Stampede Meat, Inc., a New Mexico meat processing company, filed a lawsuit on Friday against the New Mexico Health Department, the state’s Environment Department, and various individuals associated with the state, including its attorney general, arguing that the state cannot shut down its facility despite four positive tests for COVID-19. It argued that the cases consist of less than one percent of the business’ workforce and if the business closes “its workforce and the nation will suffer irreparable harm.”
In addition to claiming that the closure order violates the United States and New Mexico constitutions, because it was reportedly arbitrary and absent due process, the complaint said that under the April 28 executive order state authorities are not allowed to close meat or poultry processing facilities.
The state reportedly ordered Stampede Meat’s Sunland Park location to close following a public health order that requires businesses who have four or more employees test positive for COVID-19 in a 14 day period to close for two weeks. Stampede Meat argued that its business, and the positive tests its employees received, did not create a “significant health risk.” It claimed that the employees who received a positive test are quarantining and that the company has completed contact tracing and required others to quarantine as well.
The complaint said as “one of the United States’ largest manufacturer(s) of portion-controlled proteins” it plays a “critical role” in feeding Americans during the COVID-19 pandemic. The company claimed it has prioritized keeping employees safe during the pandemic and implemented a response plan before it was required by the government, which was approved by the state. “Stampede Meat has deftly balanced its role as a vital piece of critical national infrastructure with its commitment to the safety and wellbeing of its employees and local community,” the filing said.

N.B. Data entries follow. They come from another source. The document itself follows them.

PR #82, opened 2024-09-05
Amend types in recharts PR

mapmeld:
Updates the previous recharts PR #78 with types for TypeScript build:

- label types for the custom tooltip component
- revert changes to `useMapStore` syntax - typing was too verbose
- sort `mapMetrics.data` by zone before rendering the chart
- ALSO reuse `numberFormat.format` in the custom tooltip component


raphaellaude (approved):
lgtm

PR #83, opened 2024-09-07
Eraser feature!

mapmeld:
Concepts:
- enable Eraser button
- when `activeTool === "eraser"`, we see the hover-highlight on the map
- clicking in eraser mode stores zoneAssignment = null in frontend parts of the app
- in eraser mode, we call `patchEraseAssignments` to delete rows; server confirms that zone assignment is null/None.
- `patchUpdateAssignments` has a filter to store only non-eraser areas on the server

Thoughts:
- now that I understand how `patchEraseAssignments` needs to work on the server, maybe I should rename it to delete
- old zone: null assignments should be cleared on the frontend after they've been successfully passed to the server

Screenshot 2024-09-07 at 3 37 24 PM

### DIFF
--- a/app/src/app/components/Map.tsx
+++ b/app/src/app/components/Map.tsx
@@ -20,6 +20,7 @@ import {
   FormatAssignments,
   getDocument,
   DocumentObject,
+  patchEraseAssignments,
   patchUpdateAssignments,
   AssignmentsCreate,
   getAssignments,
@@ -51,7 +52,24 @@ export const MapComponent: React.FC = () => {
     },
   });
 
+  const patchErase = useMutation({
+    mutationFn: patchEraseAssignments,
+    onMutate: () => {
+      console.log("Erasing assignments");
+    },
+    onError: (error) => {
+      console.log("Error erasing assignments: ", error);
+    },
+    onSuccess: (data: AssignmentsCreate) => {
+      console.log(
+        `Successfully erased ${data.assignments_upserted} assignments`,
+      );
+      mapMetrics.refetch();
+    },
+  });
+
   const {
+    activeTool,
     freshMap,
     zoneAssignments,
     mapDocument,
@@ -60,6 +78,7 @@ export const MapComponent: React.FC = () => {
     setMapRef,
     setMapMetrics,
   } = useMapStore((state) => ({
+    activeTool: state.activeTool,
     freshMap: state.freshMap,
     zoneAssignments: state.zoneAssignments,
     mapDocument: state.mapDocument,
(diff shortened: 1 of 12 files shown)


backend/app/main.py
```diff
@@ -131,6 +132,23 @@ async def update_document(
     return db_document
 
 
+@app.patch("/api/erase_assignments")
+async def erase_assignments(
+    data: AssignmentsCreate, session: Session = Depends(get_session)
+):
```
raphaellaude, line 138: H: Did you try using the existing `api/update_assignments` endpoint, passing nulls for the `zone`? We'll have to allow `zone` to be nullable (and possible run a migration).

```python
class AssignmentsBase(SQLModel):
    metadata = MetaData(schema=DOCUMENT_SCHEMA)
    document_id: str = Field(sa_column=Column(UUIDType, primary_key=True))
    geo_id: str = Field(primary_key=True)
    zone: int | None # <- right here!
```

If we can get away with a single endpoint I'd prefer that.

If we decide we prefer to have two separate endpoints then I would recommend we reimplement this w/o the slow python loop. Pydantic 2.0 was reimplemented in rust, which should give us really good perf when dumping the model (allowing for large document updates at a time). I think the python loop implementation will result in longer running updates, but that's just a guess.

app/src/app/utils/events/mapEvents.ts
```diff
@@ -145,7 +145,7 @@ export const handleMapMouseMove = (
 export const handleMapZoom = (
   e: MapLayerMouseEvent | MapLayerTouchEvent,
   map: MutableRefObject<Map | null>,
-  hoverFeatureIds: React.MutableRefObject<Set<string>>
+  hoverFeatureIds: React.MutableRefObject<Set<string>>,
```
raphaellaude, line 148: O: We should align on formatters! I think you're using the same one as @mariogiampieri , VS Code's prettier?

app/src/app/components/Map.tsx
```diff
@@ -173,7 +192,16 @@ export const MapComponent: React.FC = () => {
   useEffect(() => {
     if (mapLoaded && map.current && zoneAssignments.size) {
       const assignments = FormatAssignments();
-      patchUpdates.mutate(assignments);
+      if (activeTool === "brush") {
```
raphaellaude, line 195: H: Because we want the backend document to remain consistent with the map shown to the user, I'm hesitant to filter assignments sent to the backend here for the time being. 

This is another good reason to accept null zone assignments and use the same endpoint–`api/update_assignments`–for now if we can.

raphaellaude (changes requested):

raphaellaude:
Super pysched to see this feature come together @mapmeld ! Thanks for getting it started. Left a few comments above we should chat through.

backend/app/main.py
mapmeld: Sounds good, I'll create a migration around NOT NULL

app/src/app/components/Map.tsx
mapmeld: :+1:

mariogiampieri (approved):
looks good- nice work!

raphaellaude:
I'll apply the migration in prod shortly

raphaellaude:
> I'll apply the migration in prod shortly

Ran migration and confirmed working in prod

Issue #39, opened 2024-08-16
Calculate populations while painting from tiles


raphaellaude:
Currently the population stats are calculated server side. Though server-side metric calculation is intended to be the dominant paradigm for calculating metrics, population totals are a special case. They should be updated with less latency and updated as a user paints, rather than on mouse up (which we're currently doing for server-side metrics to minimize API calls).

nofurtherinformation:
Resolved in #217

PR #84, opened 2024-09-09
Shattering

### LINKED ISSUE #13: Shattering

raphaellaude:
## Todo
- [x] Add/update schema for shattering
  - [x] `DistrictrMap`
  - [x] `ParentChildEdges`
  - [x] `GerryDBTable`: remove tiles path, which should go in `DistrictrMap` now
- [x] Update management commands
  - [x] Compute intersection of two gerrydb tables and append to parent child table
  - [x] Delete parent child relationships for a gerrydb view
  - [x] Simplify command to generate tilesets
  - [x] Create separate command to join two gerrydb view tilesets into one
  - [x] Create materialized view of parent+child gerrydb tables
  - [x] Command to create districtr map
  - [ ] ~Command to patch districtr map. Optional but would be nice not to have to use `psql`~ Let's do this in a future PR
- [x] Update endpoints
  - [x] List districtr map views
  - [x] ~Update create document to take districtr map uuid instead of gerrydb table name.~ Existing endpoint will still work
  - [x] Update GET document endpoint to return tiles path again, joining from DistrictrMap instead of gerrydbtable, now
- [x] Shatter geometries endpoint
  - [x] Should get children from parent<>child table
  - [x] Update assignments
  - [x] Returning children
- [x] Frontend
  - [x] Context menu
  - [x] Button in menu for shattering polygons
  - [x] `setFilter` logic after hitting shatter endpoint
  - [x] Remember shattered parents on page reload (how to do this? Decided we should do a join on `parentchildedges` when sending assignments on page load)
  - [x] Get it to build!
- [x] Migrations
  - [x] Create migration script to create updated `districtrmap` records from existing `gerrydbtable` records 

## Description

- Fixes #13 

## Reviewers

- Primary:
- Secondary:

## Checklist


backend/app/models.py
```diff
@@ -40,15 +42,62 @@ class TimeStampMixin(SQLModel):
...
+class DistrictrMap(TimeStampMixin, SQLModel, table=True):
+    uuid: str = Field(sa_column=Column(UUIDType, unique=True, primary_key=True))
+    name: str | None = Field(nullable=False)
+    # This is intentionally not a foreign key on `GerryDBTable` because in some cases
+    # this may be the GerryDBTable but in others the pop table may be a materialized
+    # view of two GerryDBTables in the case of shatterable maps.
+    # We'll want to enforce the constraint tha the gerrydb_table_name is either in
+    # GerrydbTable.name or a materialized view of two GerryDBTables some other way.
+    gerrydb_table_name: str | None = Field(nullable=True)
+    # Null means default number of districts? Should we have a sensible default?
```
bailliekova, line 54: (O) Sensible default hard to set globally, IMO, maybe later we are more geo-aware and can default to the num of congressional districts in a state but for now I think null is fine.

backend/app/models.py
```diff
@@ -40,15 +42,62 @@ class TimeStampMixin(SQLModel):
...
+            UUIDType, ForeignKey("gerrydbtable.uuid"), default=None, nullable=True
+        )
+    )
+    # schema? will need to contrain the schema
+    # where does this go?
+    # when you create the view, pull the columns that you need
+    # we'll want discrete management steps
+
+
+class DistrictrMapCreate(BaseModel):
```
bailliekova, line 71: (Q) what does this one represent?

backend/app/models.py
```diff
@@ -40,15 +42,62 @@ class TimeStampMixin(SQLModel):
...
+
 class GerryDBTable(TimeStampMixin, SQLModel, table=True):
     uuid: str = Field(sa_column=Column(UUIDType, unique=True, primary_key=True))
+    # Must correspond to the layer name in the tileset if a
     name: str = Field(nullable=False, unique=True)
-    tiles_s3_path: str | None = Field(nullable=True)
+
+
+class ParentChildEdges(TimeStampMixin, SQLModel, table=True):
+    id: int = Field(sa_column=Column(Integer, primary_key=True, autoincrement=True))
```
bailliekova, line 87: (pp) IMO we don't need a primary key here- I'd drop the field.

raphaellaude: done

backend/app/models.py
raphaellaude: removed!

raphaellaude:
@bailliekova this is ready for an intermediate review! don't have a couple last things in place but would love to get your eyes on the mostly-done backend implementation, if possible!

So much to say about this but wanted to flag a couple things:
- I set districtrmap to have a unique `gerrydb_table_name`. This is probably _not_ what we want since we might have multiple districtr maps rely on the same underlying views (e.g. congressional vs. local maps?). I think to do this we'd need to send the districtrmap UUID to the client and remap `shatter_parents` to take the districtrmap UUID and parent geoids as params rather than the layer name and params.
- I need to test more edge cases. For now, the tests for the new features are basically just coverage tests. Not totally sure how to test the procedure since we'd need to hit the db again to pull the inserted records?

bailliekova:
What's our thought on an un-shatterable map? Is this if the "parent" is set to block groups? or a non-nesting geometry?

backend/app/sql/shatter_parent.sql
```diff
@@ -0,0 +1,50 @@
...
+        FROM (
+            SELECT a.document_id, edges.child_path, a.zone
+            FROM document.assignments a
+            INNER JOIN parentchildedges edges
+            ON edges.parent_path = a.geo_id
+            WHERE a.document_id = $1
+                AND a.geo_id = ANY(parent_geoids)
+                AND edges.districtr_map = districtr_map_uuid
+        ) child_geoids
+        ON CONFLICT (document_id, geo_id) DO UPDATE SET zone = EXCLUDED.zone
```
bailliekova, line 37: (q) is this just for safety? where do we expect a conflict?

backend/app/sql/shatter_parent.sql
```diff
@@ -0,0 +1,50 @@
...
+    WITH inserted_child_geoids AS (
+        INSERT INTO document.assignments (document_id, geo_id, zone)
+        SELECT $1, child_geoids.child_path, child_geoids.zone
+        FROM (
+            SELECT a.document_id, edges.child_path, a.zone
+            FROM document.assignments a
+            INNER JOIN parentchildedges edges
+            ON edges.parent_path = a.geo_id
+            WHERE a.document_id = $1
+                AND a.geo_id = ANY(parent_geoids)
```
bailliekova, line 34: (o) might try scooting this into the join condition- I don't have strong intuition if it'll be a a better execution plan, definitely might be.

backend/app/models.py
```diff
@@ -40,15 +42,58 @@ class TimeStampMixin(SQLModel):
...
+
+
+class GerryDBTable(TimeStampMixin, SQLModel, table=True):
+    uuid: str = Field(sa_column=Column(UUIDType, unique=True, primary_key=True))
+    # Must correspond to the layer name in the tileset
+    name: str = Field(nullable=False, unique=True)
+
+
+class ParentChildEdges(TimeStampMixin, SQLModel, table=True):
+    districtr_map: str = Field(
```
bailliekova, line 87: (i) how do we feel about partitioning this on districtr map as well?

bailliekova (commented):
This is looking really good

raphaellaude:
> What's our thought on an un-shatterable map? Is this if the "parent" is set to block groups? or a non-nesting geometry?

I set the `child_layer` in `DistrictrMap` to nullable – figured this would be a good flag to the frontend whether the map is shatterable or not. WDYT?

backend/app/models.py
raphaellaude: Probs a good idea!

backend/cli.py
```diff
@@ -73,6 +88,10 @@ def import_gerrydb_view(layer: str, gpkg: str, replace: bool, rm: bool):
             layer,  # must match layer name in gpkg
             "-lco",
             "OVERWRITE=yes",
+            "-lco",
+            "GEOMETRY_NAME=geometry",
+            "-nlt",
+            "MULTIPOLYGON",
```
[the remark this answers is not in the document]
raphaellaude: It's not changing functionality, at least in a breaking way! `ogr2ogr` is kind of annoying in that for e.g. GeoJSON's it'll load the geometry as `wkb_geometry` by defaylt, so this way we make sure the data type is correct / validated on load and the geometry column name won't come in as `geometry`, `geom`, `geography` (though technically geography is a different UDT in PostGIS, I learned recently)

backend/app/sql/shatter_parent.sql
raphaellaude: It's for safety but we _shouldn't_ see a conflict. Do you think it's actually more safe to fail loudly in this case? I was going back and forth

backend/app/sql/shatter_parent.sql
raphaellaude: I'll try running `EXPLAIN ANALYZE`!

backend/app/models.py
raphaellaude: done

app/src/app/components/ContextMenu.tsx
```diff
@@ -22,7 +28,48 @@ export const MapContextMenu: React.FC = () => {
       console.log("Error updating assignments: ", error);
     },
     onSuccess: (data) => {
```
raphaellaude, line 30: @nofurtherinformation implementing this `onSuccess` is where I left off, if you're looking for a place to pick up

raphaellaude: Note that setting the parent feature state and filter doesn't work properly. 

Additionally, we'll need to remove the shattered parents from the map store so they don't get added back in on the next paint event. That's honestly good enough reason for me not to track ALL of the assignments in the map store–which we presently do–instead just store a buffer of unsaved assignments (which should get cleared after successfully sending them to the db).

nofurtherinformation: Great. My approach here was to store the IDs of the shattered parents and children in the mapStore, and subscribe to that whenever a shatter event occurs. Then, use the `in` [filter on the parent and child layers](https://github.com/districtr/districtr-v2/pull/84/files#diff-4030c7e740e0aa657978a3a23f1e6eada92c0389829283ca4a50ffbf1f774b9bR215-R225). This could be swapped out for setFeatureState. 

There are still interactions to handle and reloading the shatters when the user returns, but, so far: 

Screenshot 2024-09-24 at 4 36 59 PM
Screenshot 2024-09-24 at 4 37 02 PM

raphaellaude:
> There are still interactions to handle and reloading the shatters when the user returns

You probably have these in mind but just making note of what I'm seeing:
- Unassigned blocks don't get shattered, just filtered. This is a backend thing. We should decide how we want to handle this. I can't see a reason why a user shouldn't be able to shatter a block then paint it and not paint, shatter, paint.
- Shattered blocks are unpaintable. This should be fairly easy, we just have to pass the parent and child IDs to the paint functions.

nofurtherinformation:
Today was a major refactor day for a couple key things. I started with enabling child layer interactivity, and tackled a couple things:
- Previous, hovered geometries were stored in a `Set` in a mutable `useRef`, but that would not support multiple map layers (parent and child). I moved the hovered IDs into state `hoverFeatures` as a list of the expected data shape for `setFeatureState` (`{source: string; sourceLayer?: string; id?: string | number}`). This way, the state changes can be more centralized, and we can perform map updates through `subscribe`
- However, these frequent state changes had performance issues. The way we were accessing parts of the zustand store caused the whole state to be pulled into the component (or a new object reference made each time?), and then destructured (`const { foo } = useMapStore(state => ({foo: state.foo}))`), instead, we need to access specific parts of the state individually (`const foo = useMapStore(state => state.foo)`). This is much less elegant, but does not result in excessive re-renders
- With that resolved, shatter, hover, and zone assignment map rendering are now set up as subscriptions to the zustand store as the source of truth, and map events are simplified to primarily interact with the state rather than change map rendering. There were some smaller refactors and convenience methods needed on the state to support this
- Last, filtering on the child layer needed to be applied to both the child `block` and `block_hover` layer, which is why interactions were not working, but are now good!

nofurtherinformation:
@raphaellaude @bailliekova I think you all have the right idea of storing the parent/child status of an assignment in the backend and passing that to the front, and keeping that in the frontend, too. I ran into this for coloring zone assignments and currently have [this is an awful hack](https://github.com/districtr/districtr-v2/blob/7bfca34c0736d8ba1449966d52c6ca5d8c18546a/app/src/app/store/mapStore.ts#L311-L314)

raphaellaude:
Awesome progress, thank you @nofurtherinformation! Overall, this is working very smoothly. Noticing one big thing and one small thing:

#### Big thing

Because we don't clear the zoneAssignments after a shatter, we are adding the shattered parent back to the assignments on the next paint event. This is easiest to see when you reload the map. After shattering:
image

After reload:
image

This is of course a big problem because our backend state is now out of sync with what the user is seeing. I think there are a couple of ways to resolve this:

- #114: Partial document updates. We could clear the zone assignments after each paint event and never get out of sync. This would, however, preclude us from calculating populations _while_ painting from the tile data (#39)
- Partial document updates but we treat the `zoneAssignments` and assignments sent to the backend as completely separate. We might separately maintain the `zoneAssignments` while painting and send `accumulatedGeoids` to the backend, clearing the buffer on success. We'd need to make sure we update the `zoneAssignments` after a shatter onSuccess to drop the parents.
- This is a yes and solution but we could also enforce a constraint on the backend that no parent can be in the assignments if their child is also assigned and vise-versa (@bailliekova thoughts on what implementing this constraint might look like?)

#### Small thing

I think the layer ids are slightly out of order. See how the grey lines show up more prominently on top of shattered blocks.

raphaellaude:
@nofurtherinformation and I chatted and decided to do wrap up the state mismatch issue by:
1. On shatter, lock map, remove the parent from `zoneAssignments` and `accumulatedGeoids` so it doesn't get sent back to the backend erroneously. Unlock the map after all state updates are done. 
1. Add a database constraint so that we don't have a parent and one or more of its children in the same assignments document. TBD how to implement this constraint

Other remaining to-dos:
1. Backend will send `parent_id` with the assignments on page load. FE will parse the returned data into the format it wants (`shatteredIds`)

nofurtherinformation:
The frontend now locks on shatter. Performance for this is logged in the console to help determine acceptability. 

There are still some of the map events that should be transitioned to subscriptions instead of useEffects and mouse event logic, which primarily needs the `@tanstack/react-query` stuff to be refactored to `@tanstack/query-core` which can be accessed in the state and through subscriptions.

nofurtherinformation:
@raphaellaude With the parents removed from the assignments, the population summaries are actually not quite working. 
- On the frontend, `accumulatedBlockPopulations` / `accumulatedGeoids`, doesn't quite work since the child geometries do not get returned from any event on the map, and may not be rendered depending on the zoom; after shatter, we should run the mapmetrics query, or send back populations from the shatter result with the list of child_ids
- On the backend, it looks like the `/total_pop` endpoint may not be working with shattered child IDs. I'm seeing paint -> shatter results in zero population reported for that geometry. I think the [total_pop_udf](https://github.com/districtr/districtr-v2/blob/53f781c61f55608fd11d736d05b29bc984f87036/backend/app/sql/total_pop_udf.sql#L8) needs to be updated to handle the child table, if present

Screenshot 2024-09-26 at 12 29 37 PM


```
// total pop result before shatter
[
    {
        "zone": 17,
        "total_pop": 58
    },
    {
        "zone": 25,
        "total_pop": 1662
    }
]
```
Screenshot 2024-09-26 at 12 29 45 PM

```
// total pop result after shatter
[
    {
        "zone": 17,
        "total_pop": 58
    },
    {
        "zone": 25,
        "total_pop": 0
    }
]
```

backend/app/sql/total_pop_udf.sql
```diff
@@ -5,8 +5,10 @@ DECLARE
     sql_query TEXT;
     total_pop_column_name TEXT;
 BEGIN
-    SELECT gerrydb_table INTO gerrydb_table_name
+    SELECT districtrmap.parent_layer INTO gerrydb_table_name
```
raphaellaude, line 8: @nofurtherinformation this is the issue. Should be `districtrmap.gerrydb_table_name INTO gerrydb_table_name` not the parent layer

raphaellaude:
> I think the [total_pop_udf](https://github.com/districtr/districtr-v2/blob/53f781c61f55608fd11d736d05b29bc984f87036/backend/app/sql/total_pop_udf.sql#L8) needs to be updated to handle the child table, if present

Good catch. We don't have to handle the child table actually, just use the materialized view rather than the parent_layer. Under the hood the materialized view will do the work for us of unioning the parent and child layers 🎉

backend/app/main.py
```diff
@@ -139,15 +137,58 @@ async def update_assignments(
...
+            Assignments.zone,
+            Assignments.document_id,
+            ParentChildEdges.parent_path,
+        )
+        .join(
+            ParentChildEdges,
+            Assignments.geo_id == ParentChildEdges.child_path,
+            isouter=True,
+        )
+        .where(Assignments.document_id == document_id)
```
raphaellaude, line 189: @nofurtherinformation this is close but once we have multiple sets of parentchildedges (one set per shatterable districtr map), we'll get a larger return set. We need to add a filter on the ParentChildEdges with the following logic:
```sql
SELECT
  doc.document_id,
  doc.geo_id,
  doc.zone,
  edges.parent_path
FROM "document.assignments_<uuid>" doc
LEFT JOIN parentchildedges edges
ON edges.geo_id = child_path
WHERE doc.document_id = :document_id
  AND edges.districtr_map = ( SELECT gerrydb_table FROM document.document WHERE document_id = :document_id )
```

nofurtherinformation: Ah yep, good catch. I forgot that these are not per-gerrydb tables / views

nofurtherinformation: This actually has a little more to it -- we need to get the DistrictrMap UUID not just the gerrydb table to filter parent child edges, so we need to snag districtrmap  (`districtrmap.gerrydb_table_name = document.gerrydb_table`) after getting the document (`document.document_id = :document_id`). 

Something like:

```sql
SELECT 
 assignments.geo_id, 
 assignments.zone, 
 assignments.document_id, 
 edges.parent_path 
FROM assignments 
LEFT OUTER JOIN edges 
  ON assignments.geo_id = edges.child_path 
JOIN districtrmap 
  ON edges.districtr_map = districtrmap.uuid 
JOIN document 
  ON assignments.document_id = document.document_id 
WHERE 
  assignments.document_id = :document_id
AND 
  districtrmap.gerrydb_table_name = document.gerrydb_table
```

Could also be subqueries, or a UDF if we wanted

raphaellaude: Looks about right – slightly updated the query. Right now I've enforced that the gerrydb_table_name is unique per districtrmap, which we probably don't want in the long term, but it simplifies the query. The query above (and implemented with the ORM) was failing a tests in BE when there was no parentchildedges

raphaellaude:
> I'm still seeing total population not correctly counting child geographies, but this is possibly user error on my end while configuring the shatterable view

This is now fixed!

raphaellaude:
@bailliekova requesting review because the BE should pretty much be done at this point, perhaps other than adding additional constraints.

backend/scripts/load_data.py
```diff
@@ -1,48 +1,17 @@
 import subprocess
-import sqlalchemy as sa
-from os import environ
-from glob import glob
+from os import environ, path
+import json  # Assuming this import is needed for the JSON operations
+import inspect
+
+currentdir = path.dirname(path.abspath(inspect.getfile(inspect.currentframe())))
```
raphaellaude, line 6: Nit: slightly prefer, pathlib's Path(__file__).parent

raphaellaude: I: And all caps for constants.

backend/scripts/load_data.py
```diff
@@ -55,12 +24,75 @@ def load_sample_data():
     Returns:
       None
     """
-    for gpkg in glob(f"{DATA_DIR}/*.gpkg"):
-        subprocess.run(["bash", "./scripts/load_gerrydb_view.sh", gpkg])
+
+    subprocess.run(["alembic", "upgrade", "head"], cwd=path.join(currentdir, ".."))
+    for view in config["gerrydb_views"]:
+        subprocess.run(
```
raphaellaude, line 30: PP: for each of these subprocess runs, you can use the util functions rather than CLI calls. The CLI is a simple wrapper around those util functions

raphaellaude:
Seeing one subtle bug here where after coming back to the page the children seem to have been lost in the state.

https://github.com/user-attachments/assets/08465832-0ac9-4974-b01a-a394493dc062

backend/scripts/load_data.py
raphaellaude: Yeah totally fine for now. That was a "PP" (personal preference) non-blocking comment. And yeah the click functions can't be called but they're simple wrappers around functions in `app/utils`, which _can_ be called directly

raphaellaude: Which is actually preferable because since you have to pass them a session, you can run them all in a single transaction, just `session.commit()` at the end. Anyway at some point (in diff PR) I can go in and make those changes

nofurtherinformation:
> Seeing one subtle bug here where after coming back to the page the children seem to have been lost in the state.
> 
>  subtle_shattering_bug.mp4

This is related to #119 -- I have a draft PR to address this issue (and enable redux devtools) in #120

mariogiampieri (changes requested):
Looks great save for the radix property, which does still allow me to click and remove parent without replacing with children. overall amazing work

mariogiampieri:
https://github.com/user-attachments/assets/3e527ace-ec31-40b2-a1e1-442161820430



I may have spoken too soon - it appears that if you shatter an unassigned block, it is not replaced by unassigned children. We should decide whether we require assignment before splitting or not and address accordingly. My sense is that we would want users to be able to shatter and then assign

backend/app/alembic/versions/5c4028ff26df_update_pop_udf.py
```diff
@@ -0,0 +1,89 @@
...
+
+
+def downgrade() -> None:
+    # ### commands auto generated by Alembic - please adjust! ###
+    op.drop_constraint(
+        "districtr_map_parent_child_edge_unique", "parentchildedges", type_="unique"
+    )
+    op.drop_constraint("districtr_map_uuid_unique", "districtrmap", type_="unique")
+    op.execute(
+        sa.text("""
```
bailliekova, line 44: oh, this is nice, I was worried about our migrations. I like this better than either having to create new files for new versions or do something very convoluted to get prior versions of functions.

backend/app/main.py
```diff
@@ -139,15 +137,61 @@ async def update_assignments(
...
-    stmt = select(Assignments).where(Assignments.document_id == document_id)
+    stmt = (
+        select(
+            Assignments.geo_id,
+            Assignments.zone,
+            Assignments.document_id,
+            ParentChildEdges.parent_path,
+        )
+        .join(Document, Assignments.document_id == Document.document_id)
+        .join(
```
bailliekova, line 185: (q) is this reasonably quick? a little nervous about having two joins just to retrieve assignments. I suppose this is only called on load, though, so it's not like we're doing it repeatedly.

backend/app/main.py
```diff
@@ -160,10 +204,17 @@ async def get_document(document_id: str, session: Session = Depends(get_session)
...
+            DistrictrMap.num_districts.label("num_districts"),  # pyright: ignore
+        )  # pyright: ignore
         .where(Document.document_id == document_id)
-        .join(GerryDBTable, Document.gerrydb_table == GerryDBTable.name, isouter=True)
+        .join(
+            DistrictrMap,
+            Document.gerrydb_table == DistrictrMap.gerrydb_table_name,
+            isouter=True,
+        )
         .limit(1)
```
bailliekova, line 218: (pp) not caused by this PR, but just noticing- limit(1) is going to prevent run time errors if we do for some reason violate uniqueness constraints, but, uh, we have uniqueness constraints on the database. I think we should be consistent-- pair result.one() with a .limit(1) each time.

bailliekova (approved):
looks great!

app/src/app/components/ContextMenu.tsx
```diff
@@ -0,0 +1,50 @@
...
+        {contextMenu.data.id && (
+          <ContextMenu.Label>
+            <Text size="1" color="gray">
+              {contextMenu.data.id}
+            </Text>
+          </ContextMenu.Label>
+        )}
+        <ContextMenu.Item
+          disabled={!mapDocument?.child_layer}
+          onClick={onClick}
```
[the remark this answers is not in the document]
nofurtherinformation: Updated, thank you!

backend/app/main.py
nofurtherinformation: This is a good question. I'm seeing ~250-300ms query execution time, ~500ms round trip locally. For UX, this happens concurrently with tile loading, which usually takes about the same time or slightly longer

nofurtherinformation:
> Screen.Recording.2024-10-14.at.3.14.47.PM.mov 
> I may have spoken too soon - it appears that if you shatter an unassigned block, it is not replaced by unassigned children. We should decide whether we require assignment before splitting or not and address accordingly. My sense is that we would want users to be able to shatter and then assign

The shattering UDF has been updated, and this should be resolved.

backend/app/main.py
raphaellaude: Agree. I barely noticed a change if any

backend/app/main.py
raphaellaude: Totally but I'd prefer to actually remove the limit and handle the runtime error, allowing us to send an informative error and catch bugs earlier. Bugs ofc not caused by erroneous db state-because we have our constraints in place-but in our queries

raphaellaude:
> The shattering UDF has been updated, and this should be resolved.

To reviewers, cc @mariogiampieri, if you're testing locally you'll need to re-run migrations or use `psql` to redefine the `backend/app/sql/shatter_parent.sql` UDF.

Here's the fix in action:

https://github.com/user-attachments/assets/e8fc33ad-92f3-4962-a9a2-512c7fd7b6d8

Stampede Meat said it has attempted to address the concerns of the defendants, and followed COVID-19-related guidance, but has “been met with silence” from the defendants about this decision to shut down the location. The defendants’ notice to Stampede Meat reportedly said that if the location is not shut down the plaintiff would face civil and criminal penalties.
The plaintiff requested an emergency hearing and asked the court to enter a temporary restraining order, and later an injunction, stopping the defendants from enforcing the public health order and the notice of closure sent to Stampede Meat last Tuesday or issuing any penalties. It also asked the court to declare that New Mexico’s public health order which was filed on October 22 is “unconstitutional and enforceable.”
The court responded to the plaintiff’s request on Tuesday and said it did not find grounds “to issue an order on an emergency basis without providing Defendants with an opportunity to respond.” They ordered the plaintiff to send the documents to the defendants and ordered the defendants to oppose before November 16.
Stampede Meat is represented by Ray Peña McChristian, P.C.